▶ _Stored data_
PR #2576, opened 2019-07-16
SC: allow generic messages in any FSM state

velzevur:
[Handle SC inband messages in any state](https://www.pivotaltracker.com/story/show/165563336)

Protocol PR will follow shortly

### DIFF
--- a/docs/release-notes/next/PT-165563336_SC_generic_messages_in_every_state.md
+++ b/docs/release-notes/next/PT-165563336_SC_generic_messages_in_every_state.md
@@ -1,4 +1,5 @@
 * Allows sending and receiving generic messages in State Channels in any FSM
   state. Until this - generic messages were allowed only in `open` state.
   `channel_id` is part of the message body and if it is unknown - the
-  temporary one is used instead. This is breaking off-chain consesus.
+  temporary one is used instead. This is not backwards compatible for the
+  `noise` protocol. This enhances the WebSocket API accordingly.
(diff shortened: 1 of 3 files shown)


docs/release-notes/next/PT-165563336_SC_generic_messages_in_every_state.md
```diff
@@ -0,0 +1,4 @@
+* Allows sending and receiving generic messages in State Channels in any FSM
+  state. Until this - generic messages were allowed only in `open` state.
+  `channel_id` is part of the message body and if it is unknown - the
+  temporary one is used instead. This is breaking off-chain consesus.
```
lucafavatella: It is unclear to me what it is meant as "off-chain consensus".

Based on what I see in code, the items affected are called "inband messages" and I see them defined as part of the protocol  inside the channel Noise endpoint among two nodes, as [message code 96](https://github.com/aeternity/protocol/blob/3a7b1bdf1b2fa9dee98ac0788ca084b654912c84/channels/OFF-CHAIN.md#inband_message):
> Inband messages are arbitrary messages sent between the channel participants. The payload must be limited to 65,535 bytes. The fsm must deliver an inband message immediately, and the receiver must process it (e.g. conveying it to the client) immediately, preserving the message ordering.
>
> One possible use of inband messages could be to synchronize off-chain state updates, but any application is allowed.

Is what is broken by this change:
- The protocol in the channels Noise endpoint among two nodes; plus
- The user channels WebSocket API

?

velzevur: > The protocol in the channels Noise endpoint among two nodes; plus

This is broken. This also is the off-chain (noise) protocol between the nodes/FSMs

> The user channels WebSocket API

This is not broken but enhanced - consumers of the WebSocket API are now able to send and receive messages while the channel is being updated.

velzevur:
This is already defined in [protocol](https://github.com/aeternity/protocol/blob/master/node/api/channels_api_usage.md#generic-messages)
> There is the functionality to send participants messages .... These roles can be taken by any of the participants, **anytime**.

So no complementary `protocol` PR

PR #2580, opened 2019-07-17
Bump CI to recognize tag for v4

lucafavatella:
In scope of https://www.pivotaltracker.com/story/show/167061956

See also #2442


lucafavatella:
No way this can fail CI on non-tag. Merging.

▶ _WHAT YOU NEED TO DO_
Scan the entries above for the string "github" and copy each line containing it.

▶ _REPLY TO THE EXERCISE_
Based on what I see in code, the items affected are called "inband messages" and I see them defined as part of the protocol  inside the channel Noise endpoint among two nodes, as [message code 96](https://github.com/aeternity/protocol/blob/3a7b1bdf1b2fa9dee98ac0788ca084b654912c84/channels/OFF-CHAIN.md#inband_message):
This is already defined in [protocol](https://github.com/aeternity/protocol/blob/master/node/api/channels_api_usage.md#generic-messages)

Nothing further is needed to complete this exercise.